» PROBLEM: In the entries that follow, find the word "opened" and report each line it is on.

* * *

PR #2081, opened 2024-12-26
Test other agent

tamirdavid1:


tests/e2e/workload-lifecycle/services/python-http-server/Dockerfile.python-other-agent
```diff
@@ -0,0 +1,22 @@
...
+RUN apt-get update && apt-get install sqlite3 -y
+
+RUN pip install --no-cache-dir -r requirements.txt
+
+# Supress health check endpoint from tracing
+ENV OTEL_PYTHON_DJANGO_EXCLUDED_URLS=health/
+
+COPY entrypoint.sh /entrypoint.sh
+
+ENV NEW_RELIC_CONFIG_FILE=/app/newrelic.ini
```
RonFed, line 18: is the `/newrelic.ini` file present in the repo? couldn't find it

RonFed (commented):
Do we need to update the count in `wait-for-traces` files?

tamirdavid1:
> Do we need to update the count in `wait-for-traces` files?

We detect is using env var so don't really need it in the test

RonFed (approved):

PR #2823, opened 2025-05-06
feat: odigos central UI

alonkeyval:
closes #2509

new central command for portforward the central backend + UI to the user's local machine


cli/cmd/pro.go
```diff
@@ -31,6 +31,11 @@ var (
 	useDefault       bool
 )
 
+const (
+	CentralBackendPort = "8081"
+	CentralUIPort      = "3000"
+)
```
RonFed, line 37: Maybe we should put these consts in `k8sutils` since they will be used by the UI and central backend as wrell

cli/cmd/pro.go
```diff
@@ -271,6 +276,57 @@ func installCentralBackendAndUI(ctx context.Context, client *kube.Client, ns str
...
+		ctx := cmd.Context()
+		client := cmdcontext.KubeClientFromContextOrExit(ctx)
+
+		backendPod, err := findPodWithAppLabel(ctx, client, proNamespaceFlag, k8sconsts.CentralBackendAppName)
+		if err != nil {
+			fmt.Printf("\033[31mERROR\033[0m Cannot find backend pod: %v\n", err)
+			os.Exit(1)
+		}
+		go func() {
+			err := kube.PortForwardWithContext(ctx, backendPod, client, CentralBackendPort, "localhost")
```
RonFed, line 293: why do we need to port forward the backend?

alonkeyval: We're port-forwarding the backend because, unlike the open source version where the UI and backend are bundled together and served from a single pod, Odigos Central separates them into two distinct pods: one for the backend and one for the UI.

In the open source setup, the UI build files are served directly by the backend (e.g., from a Go HTTP server), so we only need to port-forward the backend to access both frontend and backend.

But in Odigos Central, the frontend and backend run independently, so to enable full communication (e.g., API calls from the UI to the backend), we must expose both services locally by port-forwarding both pods.

This ensures the UI can reach the backend on the expected port (typically 8081), and everything works as intended when running locally.

cli/pkg/kube/portforward.go
```diff
@@ -0,0 +1,78 @@
...
+		select {
+		case <-signals:
+		case <-returnCtx.Done():
+		}
+		close(stopChannel)
+	}()
+
+	fmt.Printf("Odigos UI is available at: http://%s:%s\n\n", localAddress, localPort)
+	fmt.Printf("Port-forwarding from %s/%s\n", pod.Namespace, pod.Name)
+	fmt.Printf("Press Ctrl+C to stop\n")
```
RonFed, line 38: since we're going to call 2 port forwards this will be printed twice,
maybe we should have the caller to this function print accordingly

cli/cmd/pro.go
```diff
@@ -271,6 +276,57 @@ func installCentralBackendAndUI(ctx context.Context, client *kube.Client, ns str
...
+		if err != nil {
+			fmt.Printf("\033[31mERROR\033[0m Cannot find UI pod: %v\n", err)
+			os.Exit(1)
+		}
+
+		err = kube.PortForwardWithContext(ctx, uiPod, client, CentralUIPort, "localhost")
+		if err != nil {
+			fmt.Printf("\033[31mERROR\033[0m UI port-forward failed: %v\n", err)
+			os.Exit(1)
+		}
```
RonFed, line 309: I think before we're exiting (when the user do ctrl+c), we need to wait for the other port forward in the goroutine to exit

cli/pkg/kube/portforward.go
```diff
@@ -0,0 +1,74 @@
...
+
+func PortForwardWithContext(ctx context.Context, pod *corev1.Pod, client *Client, localPort, localAddress string) error {
+	stopChannel := make(chan struct{}, 1)
+	readyChannel := make(chan struct{})
+	signals := make(chan os.Signal, 1)
+	signal.Notify(signals, os.Interrupt)
+	defer signal.Stop(signals)
+
+	returnCtx, returnCtxCancel := context.WithCancel(ctx)
+	defer returnCtxCancel()
```
RonFed, line 26: since now this function can be called multiple times - I think this part should be done by the caller once - i.e setting up the context and cancel for signlas should be done by the caller - and passing the context to this function

cli/cmd/resources/centralodigos/centralbackend.go
```diff
@@ -86,3 +88,35 @@ func NewCentralBackendDeployment(ns, imagePrefix, imageName, version string) *ap
...
+			},
+		},
+		Spec: corev1.ServiceSpec{
+			Type: corev1.ServiceTypeClusterIP,
+			Selector: map[string]string{
+				"app": k8sconsts.CentralBackendAppName,
+			},
+			Ports: []corev1.ServicePort{
+				{
+					Port:       8081,
```
RonFed, line 112: use the const of the port

RonFed (approved):
left one comment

* * *

» SOLUTION TO THIS PROBLEM:
PR #2081, opened 2024-12-26
PR #2823, opened 2025-05-06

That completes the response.